This cover cap 106 is mounted on the retaining screw 86 by means of a pin 108 in that this pin 108 engages in an inner bore 110 which extends from the end face 112 into the retaining screw 86. As a result, the entire cover cap can be displaced in the direction of the axis 30 by the pin 108 guided in the inner bore 110, so that the inner toothed ring 104 either engages only with the toothing 100 of the screw head 92 or both with the toothing 100 of the screw head 92 as as well as with the toothing 102 of the clamping flange 82.

In order to be able to lock the cover cap 106 in its position engaging in both toothings 100 and 102, the pin 108 is provided with a first annular groove 114 into which a retaining ring 118 mounted in a circumferential groove 116 of the inner bore 110 engages when both toothings 100 and 102 are engaged with the internal ring gear 104. In addition, the pin 108 is additionally provided with a second annular groove 120, into which the retaining ring 118 engages when the internal ring gear 104 is only engaged with the toothing 100.

The exemplary embodiment according to the invention shown in FIG. 1 now functions as follows:

To mount the grinding wheel 22, the entire holding device 84 is removed by unscrewing the threaded bolt 88 from the threaded bore 76. A new grinding wheel 22 can now be placed on the flange 24.

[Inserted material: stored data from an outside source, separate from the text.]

Issue #2025, opened 2019-03-06
Make judging rounds settings-based only


stenington:
**Is your feature request related to a problem? Please describe.**
Judging rounds are currently configured through a blend of dates and toggles in a way that's hard to explain and understand. We thought we needed that when live and virtual QFs were going to end at different times, but that created difficulties at a program level so we backed away from it.

**Describe the solution you'd like**
It would be nice now for the judging round changes to be **entirely based on admin settings**. Date configuration should continue to exist for display only.

The judging round settings should be expanded to include:

* Off
* Quarterfinals
* Between rounds
* Semifinals
* Finished

Staff will change the configuration at the right time manually, judges should never be prevented from doing something by date alone.

stenington:
@kmorton2017 @ophelieh @adrichey This is my proposal for changing how the judging round setting works so that admins would have full control over the various judging phases. Off, QFs, and SFs would basically be the same as we already have. Between rounds would show that special between rounds page, and Finished would basically be the same as Off but could be used in the future to show a thank you page or something like that.

Does this make sense? Does it seem like a good thing to have? I've done some exploration and I'm pretty confident I can build it in a reasonable timeframe for this season.

adrichey:
I think it makes sense. If we ever want to go down the road of having separate end dates for virtual and live judging, that should be a bigger conversation that will definitely require a more major rework; so I like this solution now that we aren't going down that road for now. I think these states all make sense to me based on what I have seen for our various states and screens that our end users see. And it will be nice knowing there is one source of truth for the season settings.

ophelieh:
Makes perfect sense. 

To have it documented - 
* In between round is when QFs is still turned on and we are waiting on semifinals to start - admins do not have to change any settings. 
* When semifinals are ready to start, an admin will change toggle from QFs to semifinals.

stenington:
@ophelieh Well with the change I'm suggesting, an admin **would** change from *Quarterfinals* to *Between rounds* when you wanted QF judging to end and the between rounds page to display. That way we'll have 100% control over it, and the platform won't surprise us by turning off quarterfinals early because of some mistake we made with date configuration or whatever.

ophelieh:
Oh so we would add another toggle? Am I understanding that right? 

Thank you!

stenington:
Yeah, it would probably look like this: 

[...]

PR #2031, opened 2019-03-13
#2025 more judging round settings

stenington:
This PR is for #2025, which we're talking about tomorrow. If there are no objections during that convo, I think this will be good to go after review. I'll hold off requesting review for now though.


stenington:
@adrichey This one is ready for review when you have a chance.

Issue #2037, opened 2019-03-14
Test that a submission with 10 pending scores can still be assigned to a judge


stenington:
Add a test or tests to `spec/technovation/find_eligible_submission_id_spec.rb` that tests that a submission with `SCORE_COUNT_LIMIT` pending scores can still be assigned to judges if all other submissions have `SCORE_COUNT_LIMIT` completed scores.

Issue #2036, opened 2019-03-14
Test that a submission with no scores will be assigned before one with pending scores


stenington:
Add a test or tests to `spec/technovation/find_eligible_submission_id_spec.rb` that tests that an otherwise valid submission with no scores, pending or complete, will be assigned before a valid submission with a pending score.

PR #2044, opened 2019-03-15
#2036 #2037 test more submission selection scenarios for scoring

stenington:
Testing some scenarios I've heard from several people were problematic in the past. Looks like they've been addressed.


stenington:
@adrichey Amy, Ophelie, and Katie all described problem scenarios from last year that were testable, so this just adds a couple of test scenarios. They pass, so I think the issues had already been fixed as we thought.

Issue #2054, opened 2019-03-22
Admin scores page round selection doesn't handle new rounds


stenington:
**Describe the bug**
If you put the platform into "between rounds" or "finished" for the judging round and try to view the scores page, it errors out. 

**To Reproduce**
1. As an admin, go to Content & Settings > Judging
2. Select Finished
3. Review and save the setting
4. Click on Scores in the nav menu
5. See the error

**Expected behavior**
You should see the scores page with quarterfinals selected as the round

stenington:
[This block of code](https://github.com/Iridescent-CM/technovation-app/blob/qa/app/controllers/admin/scores_controller.rb#L34) is the culprit, I think.

stenington:
QA steps:

1. log in as admin
2. set Judging Round to "Finished"
3. click Scores in nav menu
4. confirm the scores page loads without error

ophelieh:
@nickiredescent and @kmorton2017 Could you both test this please?

nickiredescent:
Tested. Can confirm that the score page is loading correctly when either the "Between Rounds" or "Finished" status is turned on.

stenington:
I just noticed this bug exists on the scores export page too. 😭 

I'm knocking this back into "In progress" to fix that page as well.

stenington:
QA steps for second fix (same thing but with Scores export page):

1. log in as admin
2. set Judging Round to "Finished"
3. click "Scores export" in nav menu
4. confirm the scores export page loads without error

nickiredescent:
Tested. Can confirm that the "Score export" page loads without error. Could be just me, the page loads a bit slowly, especially when I switch to quarterfinal scores.

ophelieh:
@kmorton2017 Could you test both of those steps? Merci! :)

kmorton2017:
Confirm that the scores page loads without error.
Confirm that the scores export page loads without error. I agree with Nick though, the scores export page was slower to load though.

stenington:
Ok, it looks like it might be slow because the country column hits the Google API, and while our API requests are being rejected that slows things down pretty badly.

PR #2058, opened 2019-03-26
#2054 default scores round to something sensible in all cases

stenington:
This makes the admin scores page try to pick a sensible value for the round based on the current round, if the user hasn't otherwise specified.


adrichey:
@stenington Feel free to add me as a reviewer when this is good to go. Can this wait until the next release, or should we try to get this into the release going out this week?

stenington:
It can wait

Issue #2060, opened 2019-03-26
Certificates: Add certificate section to admin UI participant pages


adrichey:
**Is your feature request related to a problem? Please describe.**
We need to add a certificates section when viewing a participant in the admin UI.

**Describe the solution you'd like**
This section should appear when you click on a student, mentor, or judge in the Participants section of the admin UI. This section should display what certificate(s) the user has and give the admin user the ability to download the generated certificate.

**Additional context**
This does not give the admin user the ability to modify the certificate(s) in any way; it is purely informational so that they can access certificates that have been generated. The ability to generate a new certificate will come in a future ticket to be linked later.

adrichey:
Ability to generate a certificate in this view will come in the work for #2061.

adrichey:
This is ready for testing.

ophelieh:
@nickiredescent and @kmorton2017 Could you both test this? Thanks!

kmorton2017:
I confirm that I can see the Certificate Section on the Participant's profile for student, mentors, and judges.

Issue #2056, opened 2019-03-26
Remove on-demand generation of season certificates


stenington:
This ticket gets us started on a transition from on-demand certificate generation to batch generation, which we're expecting to be easier to write and less buggy.

This ticket's work includes:
* pulling out FillPdfs calls from controllers or other places it's called on-demand right now
* stop using the CertificateButton Vue app in favor of querying in the controller and rendering what's found
* ~add logging where appropriate for unexpected data scenarios, e.g. pulling up two certificates where you would only expect one~ 
    * not sure this one is appropriate, it may make more sense as part of a defensive certificate generation strategy

stenington:
@adrichey I don't feel like this ticket needs QA by itself. It's the groundwork for a bunch of other tickets that will all get QA'd so I think we're better off moving on to those tickets. What do you think?

adrichey:
I think you are correct. My assumption on this work would be that it would be a developer ticket that would be closed on pull request. I feel like the new UI and functionality will cover the actual QA testing.

kmorton2017:
are there any action items for the program team on this ticket @adrichey and @stenington

adrichey:
@kmorton2017 No, this is basically all "under the hood" work. I will go ahead and close it since this work is now on QA and other work we are doing is dependent on it. Thanks!

PR #2065, opened 2019-03-27
#2056 removing on-demand certificate creation

stenington:
This PR gets things to a state where certificates are shown to users through simpler controller queries without attempting to generate certificates on demand, and it temporarily removes certificates from the admin (#2060 will put them back a little differently).


stenington:
@adrichey Do you feel like I should remove the CertificateButton Vue app in this PR?

stenington:
@adrichey I think my remaining work here is to remove the CertificateButton app, and to remove the certificate override model field and endpoint. No current judge has an override set, so we're not losing data. There's a `drop_lowest_scores.rb` rake task we may need to think of a way to account for, but I'd rather do something like marking scores as dropped and then including them in the judge certificate level calculation than doing the override.

Just keeping you up to date.

adrichey:
I think removing the CertificateButton and the endpoint makes sense at this point. Good to know that no one has an override right now. I think that marking the scores as dropped and then including them in the judge level calculation sounds like the right approach as well. Thanks for working on this Mike!

adrichey:
@stenington Can you please rebase QA into your branch by running `git rebase origin/qa`? I tried to run it locally to get everything current with the badge removal changes that are in QA, but I am getting conflicts and I think you will be better suited to solving those at this point. Thanks!

stenington:
@adrichey I've been merging in QA, so i just merged again. The changes look correct for review.

stenington:
And I just remembered to remove the WIP label.

adrichey:
Reviewing now! Thanks Mike.

spec/features/mentor/certificates_spec.rb
```diff
@@ -39,4 +39,24 @@
       href: ENV.fetch("FINALISTS_URL")
     )
   end
+
+  scenario "appreciation certificate per team" do
```
adrichey: Nice additional coverage!

Issue #2053, opened 2019-03-21
No thank you page for judges in Finished Stage


ophelieh:
**Describe the bug**
Once we close judging, there isn't any thank you page. It's just blank.

![image](https://user-images.githubusercontent.com/32206421/54790106-fb396900-4c02-11e9-8af6-d25dd25b4833.png)

**Expected behavior**
It would be nice to have a sort of thank you page after judging is in the "finished" phase. 

Something along the lines of "Thank you for your help scoring and giving valuable feedback to Technovation teams. Your judging certificate will be available June 24th. Thank you again for helping girls lead the change. See you next season!"

adrichey:
@ophelieh Should we pull this in now since it will pop up for our end users this season and might be jarring? I can just add that text to their dashboard for now. It won't take long to knock that out.

ophelieh:
Works for me! Thank you!

adrichey:
This is now ready for testing.

Testing Scenario 1:
1. As an admin, turn Judging round to "Finished", make sure that "Scores & Certificates Accessible" is left unchecked and save these settings.
2. Log in as a Judge account.
3. Confirm that a message is displayed informing the user that certificates will be available on June 24th.

Testing Scenario 2:
1. As an admin, turn Judging round to "Finished", make sure that "Scores & Certificates Accessible" is checked. Save these settings.
2. Log in as a Judge account.
3. Confirm that the blank box does not appear and that there is either a certificate available for the user, or that a message is displayed in the absence of a certificate.

ophelieh:
Hi @KaiLokken and @nickiredescent Could you test this? 

Merci! :)

nickiredescent:
Tested the scenarios. 
Can confirm that Scenario 1 provides a message saying that certificates will be available June 24th.
Can confirm that Scenario 2 has either a certificate available or if no certificate is available, a message is displayed.

PR #2069, opened 2019-03-28
#2053 Implement thank you page for finished judges

adrichey:
Addresses #2053.

Added a thank you page that appears when the judge rounds are set to finished, but scores and certificates are not yet available. Once scores and certificates are available, this disappears as we will either display the certificates to the user or a "no certificates available" panel.

### DIFF
--- a/app/views/judge/dashboards/show.en.html.erb
+++ b/app/views/judge/dashboards/show.en.html.erb
@@ -72,7 +72,9 @@
         <%= render 'judge/dashboards/onboarded/certificates' %>
       <% end %>
 
-      <%= render 'judge/dashboards/onboarded/events' %>
+      <% if !SeasonToggles.display_scores? %>
+        <%= render 'judge/dashboards/onboarded/events' %>
+      <% end %>
     </div>
   </div>
 </div>
--- a/app/assets/stylesheets/_utilities.scss
+++ b/app/assets/stylesheets/_utilities.scss
@@ -50,6 +50,10 @@
   cursor: pointer;
 }
 
+.display--block {
+  display: block;
+}
+
 .font-size--small {
   font-size: 0.8rem;
 }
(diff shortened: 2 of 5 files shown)


app/views/judge/dashboards/show.en.html.erb
```diff
@@ -72,7 +72,9 @@
         <%= render 'judge/dashboards/onboarded/certificates' %>
       <% end %>
 
-      <%= render 'judge/dashboards/onboarded/events' %>
+      <% if !SeasonToggles.display_scores? %>
```
stenington: `SeasonToggles.quarterfinals_or_earlier?` might be better here?

adrichey: That events view also contains logic for the between rounds functionality and also the finished state. So I think this should probably stay as is, or we should split the logic in the `judge/dashboards/onboarded/events` out into multiple files and put the conditionals in this `show` file. What do you think?

stenington: Oh I see! Yeah, that's a bit confusing. So `_events.en.html.erb` isn't really events, it's judging controls (whether that's an event or virtual judging or the between rounds message or the final thank you).

I believe there will only be a brief window where the judging round is set to "finished" and displaying scores is off. Should the thank you only be shown in that window, or should it still be visible alongside scores and certificates? I guess that's the real question I have.

adrichey: Yeah, it's a little weird. There is yet another thank you screen that is displayed in the form of `judge/dashboards/onboarded/certificates` > `dashboards/no_certificates`. So essentially, the screen in this PR will be replaced by the certificates or no certificates screens as soon as score become available. So to answer your question, I think it should only appear during that window.

stenington: Oh I see, ok! 👍

Issue #2061, opened 2019-03-26
Certificates: Add ability to generate certificates for a participant


adrichey:
**Is your feature request related to a problem? Please describe.**
Add the ability for an admin user to generate a different certificate for an end user on a Participant's page.

**Describe the solution you'd like**
After clicking on an account in the Participants page datagrid in the admin UI, you should see a certificates section (created in #2060) where you can both view currently generated certificates for a user, and have the ability to generate a new certificate. An admin user should get drop-down selectors in order choose the type of account they are generating a certificate for (student, mentor, or judge), what team the certificate should be generated for in the cases of mentor and student, and what type of certificate they should be receiving. There will also be a button to generate the certificate using the drop-down input. Here is a list of combinations that should be available (please note that these may change before QA ready):

- Student
  - No profile type selector
  - Team drop-down should only have one option, the team they are on for the season
  - Should have a drop-down to select a certificate type: Participation, Completion, Semifinalist
- Mentor
  - Should have a team selector to pick from a list of all teams they were on this season
  - Certificate type selector should be available but only have an option for Mentor Appreciation
  - Profile type selector should be present and able to flip between mentor and judge if they have both profiles
- Judge
  - No team selector
  - Certificate type selector should be available with the following options: Certified Judge, Head Judge, and Judge Advisor
  - Profile type selector should be present and able to flip between mentor and judge if they have both profiles

**Additional context**
This work should happen after the work for #2060 has been completed.

stenington:
QA steps:

For each of the following types of users (**Student**, **Mentor**, **Judge**, **Judge & Mentor**) do the following:

1. log in as an admin
2. look up the user in the **Participants** page
3. scroll down to the **2019 Certificates** section
4. confirm the appropriate controls are available for the profile type in the **Manually award certificate** section, e.g. student has student certificate, mentor has mentor certificate, etc.
5. use the controls to create a certificate
6. confirm the certificate appears in the **2019 Certificates** section (note you may have to wait and refresh the page if the certificate doesn't immediately appear)

ophelieh:
@KaiLokken & @nickiredescent Could you test this for student, judge, and judge & mentors

nickiredescent:
Tested. Can confirm that certificate generation works as described for all participants listed.

adrichey:
Thank you @nickiredescent! I will mark this as closed in that case.

PR #2071, opened 2019-03-29
Consolidate certificates views for admin participants UI into one place

adrichey:
Addresses #2060.

### DIFF
--- a/app/views/admin/participants/_certificates.en.html.erb
+++ b/app/views/admin/participants/_certificates.en.html.erb
@@ -7,7 +7,7 @@
       <ul>
         <% @certificates.each do |certificate| %>
           <li>
-            <%= link_to "#{certificate.cert_type.humanize.titleize} Certificate",
+            <%= link_to certificate.description,
               certificate.file_url,
               :target => "_blank" %>
           </li>
--- a/app/views/admin/participants/_certificates.en.html.erb
+++ b/app/views/admin/participants/_certificates.en.html.erb
@@ -1,0 +1,20 @@
+<h4 class="reset"><%= Season.current.year %> Certificates</h4>
+
+<div class="panel">
+  <% if @certificates.any? %>
+    <p>Certificates that are currently generated for this user:</p>
+    <p>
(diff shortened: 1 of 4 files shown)


adrichey:
@stenington I am not sure how large the scope of this should be. I have gotten this to the point where it displays certificates in the system. But I am not sure what else should be done to get this ready for the next steps in our overall solution. Can you take a look at this and let me know what else needs to be done here? I can fix the failing test(s) in the mean time.

stenington:
I think my PR might remove that test completely. You can write new ones if you want, but you might want to check ahead for merge trouble.

adrichey:
Yeah, I just looked at your PR. I think it might cause some merge drama, but I can cross that bridge when it comes to it. As soon as your PR gets merged in, I will rebase `qa` into this branch and go from there.

stenington:
I think this is perfect, scope-wise. I guess it may get tweaked as we figure out #2061, but I'd say let's start with this as-is.

adrichey:
I am going to go ahead and mark this as ready for review based on your other comments. I have rebased `qa` into this branch, so I am going to let CI catch any potential broken tests, but based on the changes we brought in from `qa`, I think we should be good to go.

app/views/admin/participants/_certificates.en.html.erb
```diff
@@ -0,0 +1,20 @@
+<h4 class="reset"><%= Season.current.year %> Certificates</h4>
+
+<div class="panel">
+  <% if @certificates.any? %>
+    <p>Certificates that are currently generated for this user:</p>
+    <p>
+      <ul>
+        <% @certificates.each do |certificate| %>
```
stenington: Maybe we should be including the team name somehow, if the certificate has a team attached? I'm picturing what this will look like for a mentor on several teams, and it'll be a bit hard to tell which is which without opening them all, I think.

adrichey: Good call. I will work on that.

Issue #3685, opened 2022-10-21
Restrict file types that can be selected for image uploads


dboyer:
On both profile and team photos, users can select file types (zip, pdf, heic, etc) that cannot be displayed on the platform.

We should restrict file type uploads to png, jpg, and other image files.

viviancan:
This issue has been solved. The `accept` option was added to the `picker options`. See details from [documentation here](https://filestack.github.io/filestack-js/interfaces/pickeroptions.html#accept)

dboyer:
Confirmed on QA that I can only upload image files. The window greyed out any files in my downloads folder that weren't images so selecting them wasn't an option.

dboyer:
Confirmed on production that only certain image types can be selected for upload

PR #3686, opened 2022-10-21
Added accepted filetypes for filestack profile image upload - file types include jpeg, jpg, png

viviancan:
Refs #3685 

This change adds accepted file types for the filestack profile image upload process


viviancan:
@shaunxp20 Merging this to QA without review so it is able to go out in the next deployment next week!

PR #3697, opened 2022-10-31
Update demo video to technical video (for occurances in Rails)

shaunxp20:
This will update all instances of "demo video" to "technical video" on the Rails side, including the specs.

### DIFF
--- a/config/locales/models/en.yml
+++ b/config/locales/models/en.yml
@@ -1,0 +1,3 @@
+en:
+  submissions:
+    demo_video: "technical video"
--- a/app/models/team_submission.rb
+++ b/app/models/team_submission.rb
@@ -247,25 +247,31 @@ class TeamSubmission < ActiveRecord::Base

Thereafter, the holding device 84 is inserted, the sleeve 96 integrally formed on the clamping flange 82 being rotated such that its external toothing 98 comes into engagement with the internal toothing 42 of the toothed section 44 of the coaxial recess 32. This sleeve 96 thus ensures that the clamping flange 82 is non-rotatably connected to the tool spindle 20. The retaining screw 86 is then screwed with its threaded bolt 88 into the threaded bore 76 of the tensioning anchor 46 with the cover cap only engaged with the toothing 100, whereby the threaded bolt 88 first turns into the first threaded section 80 and then reaches the adjoining second threaded section 78. As soon as the threaded bolt 88 reaches this second threaded section 78, its front surface 122 acts on the end of the piston rod 74 facing it and thus also on the piston 68 via the piston rod 74. This is the case with the solution according to the invention when the retaining screw 86 with the Threaded bolt 88 is already screwed in so far that the clamping flange 82 rests on the grinding wheel 22 and also abuts it against the flange 24, the clamping flange 82 being acted upon by the screw head 92 via the thrust bearing 94. If the clamping flange 82 is already on the grinding wheel 22 when the front surface 122 has no contact with the piston rod 74, the clamping anchor 46 is pulled in the direction of the tool 22 until the movement of the clamping anchor 46 itself and the displacement of Pressure transmission medium from the first cavity 56 into the second cavity 70 via the piston 68, which have brought the piston rod 74 into contact with the front surface 122. The reverse process takes place when the front surface 122 abuts the piston rod 74 before the clamping flange 82 contacts the grinding wheel 22 on the flange 24.

If the retaining screw 86 is rotated further from this point, the threaded bolt 88 pulls the entire tension anchor 46 in the direction of the flange 24 by engaging in the threaded bore 76, so that the first cavity 56 of the first pressure cylinder is reduced, since the annular surface 54 and the step surface 38 towards each other be moved. At the same time, however, the front surface 122 presses the piston 68 in the direction of the tension anchor head 50 via the piston rod 74, so that the second cavity 70 is also reduced.

In an advantageous embodiment, the first cavity 56, the second cavity 70 and also the connecting channels 66 are filled with a plastic mass, preferably a polyvinyl chloride with a relatively low degree of polymerization. This plastic mass is pressurized by the reduction in the first cavity 56 and the simultaneous reduction in the second cavity 70 when the retaining screw 86 is screwed in further, so that this plastic mass tends to move the tension anchor 46 as a whole away from the flange 44, and thereby exerts an additional axial tensile force on the retaining screw 86 so that it presses the grinding wheel 22 firmly against the flange 24 via the thrust bearing 94 and the clamping flange 82 and thus clamps the grinding wheel with the necessary force between the clamping flange 82 and the flange 24.

The advantageous effect of the two pressure cylinders working together can be seen in the fact that when the threaded bolt 88 begins to act on the piston rod 74 with its front surface 122, a slight rotation of the retaining screw 86 reduces both the first cavity 56 and the second cavity 70 and thus prestresses the plastic mass with high forces, the transmission ratio between the action of the piston 68 with a small piston area and the circular ring surfaces 54 and 38 acting as large piston areas also being effective. In addition, the plastic mass has a certain elasticity and thus serves as a volume-compressible elastic element, which allows the grinding wheel 22 to be held tensioned when the retaining screw 86 is turned on.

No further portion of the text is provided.